PR #2166, opened 2025-01-15
Adding reduced_simulation option to web functions

momchil-flex:
This is a missing piece from the special mode solver web functions which we want to deprecate.

Note that in our current web test mocking there's no good way for me to test if the simulation actually gets reduced since the upload and download are mocked...

### DIFF
--- a/tidy3d/web/api/webapi.py
+++ b/tidy3d/web/api/webapi.py
@@ -9,6 +9,7 @@ import pytz
 from requests import HTTPError
 from rich.progress import Progress
 
+from ...components.medium import AbstractCustomMedium
 from ...components.types import Literal
 from ...exceptions import WebError
 from ...log import get_logging_console, log
@@ -67,6 +68,7 @@ def run(
     worker_group: str = None,
     simulation_type: str = "tidy3d",
     parent_tasks: list[str] = None,
+    reduce_simulation: Literal["auto", True, False] = "auto",
 ) -> SimulationDataType:
     """
     Submits a :class:`.Simulation` to server, starts running, monitors progress, downloads,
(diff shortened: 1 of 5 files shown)


tidy3d/web/api/webapi.py
```diff
@@ -262,6 +272,53 @@ def upload(
...
+        the presence of custom mediums in the simulation.
+
+    Returns
+    -------
+    Simulation
+        The potentially reduced simulation object.
+    """
+
+    """
+    TODO: This only works for the mode solver, which is also why `simulation.simulation.scene` is
```
daquinteroflex, line 295: I see, implementation looks good as far as I can tell!

daquinteroflex (approved):

tidy3d/web/api/webapi.py
```diff
@@ -262,6 +272,53 @@ def upload(
...
+    used below. After refactor to use the new ModeSimulation, it should be possible to put the call
+    to this function outside of the MODE_SOLVER check in the upload function. We could implement
+    dummy `reduced_simulation_copy` methods for the other solvers or also implement reductions
+    there. Note that if we do the latter we may want to also modify the warning below to only
+    happen if there are custom media *and* they extend beyond the simulation domain.
+    """
+
+    if reduce_simulation == "auto":
+        sim_mediums = simulation.simulation.scene.mediums
+        contains_custom = any(isinstance(med, AbstractCustomMedium) for med in sim_mediums)
```
yaugenst-flex, line 305: I guess you could imagine a scenario where a polyslab has a ton of vertices outside of the simulation domain too...

yaugenst-flex (approved):
Looks good to me!

tidy3d/web/api/webapi.py
momchil-flex: Yeah, actually more pertinent may even be a large STL geometry that is completely outside.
============================================================
> [EXERCISE BRIEF]:
From the data above, copy each line with the string "want" in it.

> [FINISHED EXERCISE]:
This is a missing piece from the special mode solver web functions which we want to deprecate.
+    there. Note that if we do the latter we may want to also modify the warning below to only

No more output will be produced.